As shown in the embodiments described above, according to the present invention, even when the rotational speed of the magnetic disk is low and the floating slider and the medium surface slide in contact with each other, the core is kept at a position away from the medium surface. This prevents the core from damage such as wear and chipping due to contact with the media surface, and also maintains the distance between the media surface and the core regardless of changes in the relative speed between the floating slider and the media surface.

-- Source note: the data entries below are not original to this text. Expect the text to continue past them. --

PR #1674, opened 2024-12-06
shader_recompiler: Implement V_LSHL_B64 for immediate arguments.

squidbus:
Implements `V_LSHL_B64` when both arguments are immediates. Fixes an assert in CUSA00221.


raphaelthegreat (approved):
Thanks LGTM

PR #1689, opened 2024-12-07
Fix + documentation update

Xphalnos:
As reported in this comment https://github.com/shadps4-emu/shadPS4/pull/1665#issuecomment-2525261521, I have updated the version number of magic_enum.
I have also updated the build instructions for Windows.


raphaelthegreat:
Nice

PR #1692, opened 2024-12-08
memory: Handle 0 alignment in MemoryManager::Allocate

squidbus:
Similar to other memory functions, handle alignment of 0x0 to `MemoryManager::Allocate` with 16KB default, to satisfy memory mapping requirements.

Fixes crash on launch in CUSA28193 (SONIC FRONTIERS). Had some testing done and doesn't appear to be any regressions.

### DIFF
--- a/src/core/memory.cpp
+++ b/src/core/memory.cpp
@@ -96,12 +96,12 @@ PAddr MemoryManager::PoolExpand(PAddr search_start, PAddr search_end, size_t siz
 PAddr MemoryManager::Allocate(PAddr search_start, PAddr search_end, size_t size, u64 alignment,
                               int memory_type) {
     std::scoped_lock lk{mutex};
+    alignment = alignment > 0 ? alignment : 16_KB;
 
     auto dmem_area = FindDmemArea(search_start);
 
     const auto is_suitable = [&] {
-        const auto aligned_base = alignment > 0 ? Common::AlignUp(dmem_area->second.base, alignment)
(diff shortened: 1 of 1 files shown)


kvicken:
CUSA28194 - SONIC FRONTIERS crashes on boot

```
[Debug] <Critical> memory.cpp:operator():655: Assertion Failed!
Mapping cannot fit inside free region: size = 0x52000000
```

[shad_log.txt](https://github.com/user-attachments/files/18050583/shad_log.txt)

squidbus:
> CUSA28194 - SONIC FRONTIERS crashes on boot

This is the crash that happens on main, so no regression. I don't have this crash so it fixes it for some setups at least. Or maybe the USA version doesn't have the issue for some reason?

kvicken:
> > CUSA28194 - SONIC FRONTIERS crashes on boot
> 
> This is the crash that happens on main, so no regression. I don't have this crash so it fixes it for some setups at least. Or maybe the USA version doesn't have the issue for some reason?

What's your game update version? i'm on 01.00

squidbus:
> What's your game update version? i'm on 01.00

Ah, I'm using the latest update.

kvicken:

Since it can be kept constant, it is possible to obtain high-quality recording/playback signals, and its effectiveness is great.

[Brief explanation of drawings]

1 to 4 show a first embodiment of the present invention, in which FIG. 1 is a plan view showing the floating magnetic head from the side of the floating surface facing the magnetic recording medium surface, and FIG. The cross-sectional view along the ■-■ line in the figure, Figures 3 and 4 are the 2nd section showing the vicinity of the moving book.
FIG. 3 shows a state where the relative speed between the floating slider and the magnetic recording medium surface is small, and FIG. 4 shows a state where the relative speed is large. 5 and 61i9 show a second embodiment of the present invention, and FIG. 5 is a side sectional view of a floating magnetic head in which the moving body is constructed with a piston mechanism.
FIG. 6 is a partially enlarged view of FIG. 5 showing an enlarged view of the vicinity of the moving body. FIG. 7 shows a third embodiment of the present invention and is a side sectional view of a floating type 1 magnetic head. 8 and 9 show a fourth embodiment of the present invention, FIG. 8 is a plan view of a floating magnetic head seen from the floating surface side, and FIG. 9 is a cross section taken along the line ■-■ in FIG. 8. It is a diagram. IA, IB, IC, ID...Floating slider, 2...
Floating surface, 3... Magnetic recording medium surface, 4... Air inlet, 5... Pressure chamber, 6... Opening, 7, 7'... Moving body, 8... Magnetic recording Recycled core. Representative Patent Attorney Kensuke Chika (and 1 other person) Figure 1 Figure 2 Figure 3 Figure 4 1Δ

Claims (1)

[Claims] a floating slider having a pressure chamber therein and having an air inlet for introducing air into the pressure chamber and an opening communicating with the pressure chamber on a sliding surface facing the magnetic recording medium; 1. A floating magnetic head comprising a moving body that moves according to the pressure in a chamber, and a magnetic recording/reproducing core attached to the moving body.